PR #2019, opened 2025-09-17
feat: allow define the authorization-server via config

sdelamo:
If you are using a custom domain for your authorization server, a feature common in providers such as Auth0, it is not possible to infer it. This PR allows users to set it explicitly.

### DIFF
--- a/security-oauth2/src/main/java/io/micronaut/security/oauth2/configuration/OauthClientConfiguration.java
+++ b/security-oauth2/src/main/java/io/micronaut/security/oauth2/configuration/OauthClientConfiguration.java
@@ -129,7 +129,7 @@ public interface OauthClientConfiguration extends Toggleable {
     }
 
     /**
-     * @return The {@link AuthorizationServer} used by the OpenID Client.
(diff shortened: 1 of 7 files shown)


security-oauth2/src/main/java/io/micronaut/security/oauth2/configuration/OauthClientConfiguration.java
```diff
@@ -127,4 +127,13 @@ default SecureEndpoint getTokenEndpoint() throws ConfigurationException {
         return getToken().map(secureEndpointConfiguration -> new DefaultSecureEndpoint(secureEndpointConfiguration, DEFAULT_AUTH_METHOD))
                 .orElseThrow(() -> new ConfigurationException("Oauth client "  + getName() + " requires the token endpoint configuration to be set in configuration"));
     }
+
+    /**
+     * @return The {@link AuthorizationServer} used by the OpenID Client.
```
sdelamo:
```suggestion
     * @return The {@link AuthorizationServer} used by the OAuth Client.
```

graemerocher (approved):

Required work: From the records above, quote only the lines running from the line with "feat: allow define" to the line with "If you are using", both lines included.

Exercise answer:
feat: allow define the authorization-server via config

sdelamo:
If you are using a custom domain for your authorization server, a feature common in providers such as Auth0, it is not possible to infer it. This PR allows users to set it explicitly.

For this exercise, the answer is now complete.